ABOARD A HONEYWELL TEST PLANE — Aerospace giant Honeywell is building new cockpit alerts that developers say will give airline pilots more precious time to react to hazards at airports.

Honeywell senior test pilot Capt. Kirk Vining late last month put the alerts — called Surface Alert, or SURF-A — to the test by recreating some of the most serious near disasters at airports in recent aviation history.

Moments before landing at Topeka Regional Airport, a Gulfstream G550 business jet was stopped on the same runway where Vining was about to touch down at the Kansas airport.

“Traffic on runway!” called out the automated alert in the cockpit of Honeywell’s test plane: a 43-year-old Boeing 757, as Vining pulled up, aborted his landing and flew around the airport safely.

Honeywell’s Boeing 757 test plane on the ground in Topeka, Kansas.

Erin Black/CNBC

A host of serious close calls in recent years has raised concerns about how to better avoid them in ever-more congested airports. The National Transportation Safety Board and other safety experts have urged more advanced cockpit alerts like the ones Honeywell is testing.

Runway incursions, when a plane, person or vehicle is on the runway when they shouldn’t be, averaged 4.5 a day last year. The Federal Aviation Administration categorizes them by severity, where the top and rarest two are: “a serious incident in which a collision was narrowly avoided” followed by “an incident in which separation decreases and there is a significant potential for collision may result in a time-critical corrective/evasive response to avoid a collision.”

Serious runway incursions at U.S. airports peaked at 22 in 2023, the most in at least a decade.
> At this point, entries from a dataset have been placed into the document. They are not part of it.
PR #1580, opened 2017-04-08
Fix #1578, improve the figure size of the navigation plot.

### LINKED ISSUE #1578: Inconsistent rcparams for sig and nav plots
Setting `matplotlib.rcParams['figure.figsize'] = np.array([6.4, 4.8])/2`* changes the size of new signal plot windows, but not the navigator plot windows.

This implies that the navigator window figure size might be hard coded. It would be nice if it read out the default figure size.

This will become relevant for the `%matplotlib notebook` backend with the new ipywidget UI, as the interactive plot is inline. Huge images will make it difficult to use the controls.

*The list contains default parameters. Instead of `matplotlib`, `plt` can be used.

A way to set the same figure size is to change `matplotlib.rcParams['figure.dpi'] = 80`.

ericpre:
Normalise the figure size with the parameters set in matplotlib.rcParams['figure.figsize'].

Fix #1578.


thomasaarholt:
It works great. Thanks @ericpre!

thomasaarholt:
I think you did something you didn't mean to do @ericpre. You are now modifying 73 files.

ericpre:
No, this is expected; read the comments of the commit b0ec9c6.

thomasaarholt:
Wow, ok. Was on mobile, and just spotted the large change. Good work.

ericpre:
What about this one?
The tests failure are the _usual suspects_, i.e. the scikit-image v0.13 issues.
I had to change the baseline images, because the default style in pytest-mpl is 'classic' and there was issue with the style changes (default figure size and dpi are not the same in mpl 1.x and 2.x)

francisco-dlp:
I would suggest a different approach: instead of calculating a factor, simply set the ``max_size`` to the ``max(rcParams["figsize"])``.

ericpre:
Yes, it works well and it's more simple! Thanks!
While I am looking at this kind of things, I am going to try to tweak the aspect ratio of the figure. In case of high aspect ratio image, there is a lot of empty space. Not sure I can get much improvement but I will give a go.

On related topic: in a image plot, is there a reason to plot the axes labels when we have the scalebar? Shall we set the default to remove it? In the navigation plot, is worth keeping the colorbar?

thomasaarholt:
Eric, can you create a new PR for that? We have a lot of PRs that keep getting larger and larger - nice to break things down! :) But yes please, that would be awesome!

francisco-dlp:
@ericpre, you are right, the axes and the scalebar should be anticorrelated. At some point they were, so if they are not now, you've found a but.

I am for keeping the colobar in the navigator: it doesn't hurt when it is not needed, and not having it can lead to misinterpretation when e.g. vmin is not 0 or is negative.

francisco-dlp:
I think that this is ready to merge except for 857628a that I think should be reverted.

ericpre:
Yes, I had a go at trying to fix a few bugs with the aspect ratio of the figure, but it needs some work and I will not have time to do this soon. So, I reverted 857628af92fa15ea469ca77c974f07c639b884cc, to finished here and I will make another PR later.

ericpre:
Same than #1608, thanks @francisco-dlp!

PR #116, opened 2016-03-21
Create payments domain model

lumberj:
Remove services/payments and services/subscriptions
Use a functional interface

This is part of refactoring to a three-layer architecture


src/models/payments.js
```diff
@@ -0,0 +1,376 @@
+'use strict'
```
lumberj: I wonder if this module should really be called `transfers`

lumberj:
cc @gip

src/models/subscriptions.js
```diff
@@ -0,0 +1,31 @@
+'use strict'
+
+const _ = require('lodash')
+const log = require('../services/log')('subscriptions')
+const payments = require('../models/payments')
+
+function * subscribePairs (pairs, ledgersService, config) {
+  let ledgers = _(pairs)
```
clark800: const

clark800:
LGTM

PR #118, opened 2016-03-22
Fix exception on payment that is missing the execution_condition

clark800:
Addresses RILP-362. I'm not sure how to test this now since the payments endpoint was removed.

### DIFF
--- a/src/models/payments.js
+++ b/src/models/payments.js
@@ -28,6 +28,10 @@ function sourceConditionIsDestinationTransfer (source, destination) {
     state: 'executed'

The FAA has added new lighting and other safety technology at airports around the country to try to get to its goal of zero close calls.
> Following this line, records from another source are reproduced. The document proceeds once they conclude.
PR #121, opened 2016-03-23
Scalability fix.  Do not respond to Ledger with 422 for a non-critica…

naoitoi:
…l error.

### DIFF
--- a/src/controllers/notifications.js
+++ b/src/controllers/notifications.js
@@ -3,6 +3,7 @@
 const requestUtil = require('five-bells-shared/utils/request')
 const log = require('../services/log')('notifications')
 const model = require('../models/notifications')
+const UnacceptableExpiryError = require('../errors/unacceptable-expiry-error')
 
 /* eslint-disable */
 /**
@@ -70,7 +71,19 @@ const model = require('../models/notifications')
 exports.post = function * postNotification () {
   const notification = yield requestUtil.validateBody(this, 'Notification')
   log.debug('Got notification: ' + JSON.stringify(notification))
-  yield model.processNotification(notification)
-
+  try {
+    yield model.processNotification(notification)
+  } catch (e) {
+    if (!(e instanceof UnacceptableExpiryError)) {
+      log.error('Notification handling received critical error: ' + e)
+      throw e
+    } else {
+      // If this receives UnacceptableExpiryError, do not respond with HTTP error 422.
+      // Doing so would cause Ledger to reply with the same message, creating an infinite loop.
+      // Error handling mechanism for mode.processNotifiation() should be improved in the future.
+      // It should not throw an error in this situation.
+      log.debug('Notification handling received non-critical error: ' + e)
+    }
+  }
   this.status = 200
 }
--- a/src/lib/testPaymentExpiry.js
+++ b/src/lib/testPaymentExpiry.js
@@ -176,7 +176,7 @@ TransferTester.prototype.loadCaseExpiry = function * (caseID) {
     json: true
   })
   if (caseRes.statusCode !== 200) {
-    throw new Error('Unexpected remote error: ' + caseRes.statusCode + ' ' + caseRes.body)
+    throw new UnacceptableExpiryError('Unexpected remote error: ' + caseRes.statusCode + ' ' + caseRes.body)
   }
   const expiry = caseRes.body.expires_at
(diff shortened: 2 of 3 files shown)


src/controllers/notifications.js
```diff
@@ -70,7 +71,19 @@ const model = require('../models/notifications')
...
-  yield model.processNotification(notification)
-
+  try {
+    yield model.processNotification(notification)
+  } catch (e) {
+    // If this receives UnacceptableExpiryError, do not respond with HTML error 422.
+    // Doing so would cause Ledger to reply with the same message, creating an infinite loop.
+    if (e instanceof UnacceptableExpiryError) {
+      log.debug('Notification handling received non-critical error: ' + e)
+      this.status = 202
```
MatthewPhinney: What was the thinking behind using `202` here?

MatthewPhinney:
LGTM

src/controllers/notifications.js
lumberj: Same question

src/controllers/notifications.js
```diff
@@ -70,7 +71,19 @@ const model = require('../models/notifications')
...
   const notification = yield requestUtil.validateBody(this, 'Notification')
   log.debug('Got notification: ' + JSON.stringify(notification))
-  yield model.processNotification(notification)
-
+  try {
+    yield model.processNotification(notification)
+  } catch (e) {
+    // If this receives UnacceptableExpiryError, do not respond with HTML error 422.
+    // Doing so would cause Ledger to reply with the same message, creating an infinite loop.
+    if (e instanceof UnacceptableExpiryError) {
```
lumberj: Why is the model throwing an exception if it should be ignored? It probably makes sense to put this business logic into the model

src/controllers/notifications.js
naoitoi: As discussed with Matt offline, I picked 202 because I'd like Connector to return success status code (2xx), because otherwise Ledger would resend notifications.  Within all 2xx's, this one (202 - Accepted) seems to be a good semantic match, as Connector accepted the notification, even though it didn't act on it.

src/controllers/notifications.js
naoitoi: @lumberj I agree.  The model shouldn't be throwing an exception for situations like this.  It should be using a different way of error handling mechanism.  The problem is that it relies on throwing an error currently, and fixing that would be a refactoring job that's out of this PR's scope.

lumberj: I think the problem is that there is not a clear separation of concerns between whats in the models/payments models/notifications. The logic for checking expiry should be in models/notifications. Maybe you can add the `catch` in models/notifications for now, and it can return a value that can be used to determine the status code.

naoitoi: As discussed with Matt offline, I picked 202 because I'd like Connector to return success status code (2xx), because otherwise Ledger would resend notifications. Within all 2xx's, this one (202 - Accepted) seems to be a good semantic match, as Connector accepted the notification, even though it didn't act on it.

src/controllers/notifications.js
naoitoi: As discussed with Matt offline, I picked 202 because I'd like Connector to return success status code (2xx), because otherwise Ledger would resend notifications. Within all 2xx's, this one (202 - Accepted) seems to be a good semantic match, as Connector accepted the notification, even though it didn't act on it.

src/controllers/notifications.js
lumberj: Add try/catchhere, https://github.com/interledger/five-bells-connector/blob/master/src/models/notifications.js#L7

src/controllers/notifications.js
```diff
@@ -70,7 +71,19 @@ const model = require('../models/notifications')
...
-  yield model.processNotification(notification)
-
+  try {
+    yield model.processNotification(notification)
+  } catch (e) {
+    if (!(e instanceof UnacceptableExpiryError)) {
+      log.error('Notification handling received critical error: ' + e)
+      throw e
+    } else {
+      // If this receives UnacceptableExpiryError, do not respond with HTML error 422.
```
lumberj: The wording should change because we're not dealing with HTTP error codes here

lumberj:
LGTM. One minor nit in a comment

‘Good at being a bad pilot’

Consoles aboard Honeywell’s test plane, a Boeing 757.

Magdalena Petrova/CNBC

Honeywell said its SURF-A alerts could have given the pilots 10 additional seconds of reaction time with a potential collision notice. The new program Honeywell is testing uses Automatic Dependent Surveillance – Broadcast, or ADS-B data, a GPS for an airplane.

“It’s usually a very good working environment between pilots, air traffic control, airport management,” Vining said. “We get it done safely, efficiently and smoothly. But you could also see just the slightest interruption, a little variation, and things can go wrong very quickly.”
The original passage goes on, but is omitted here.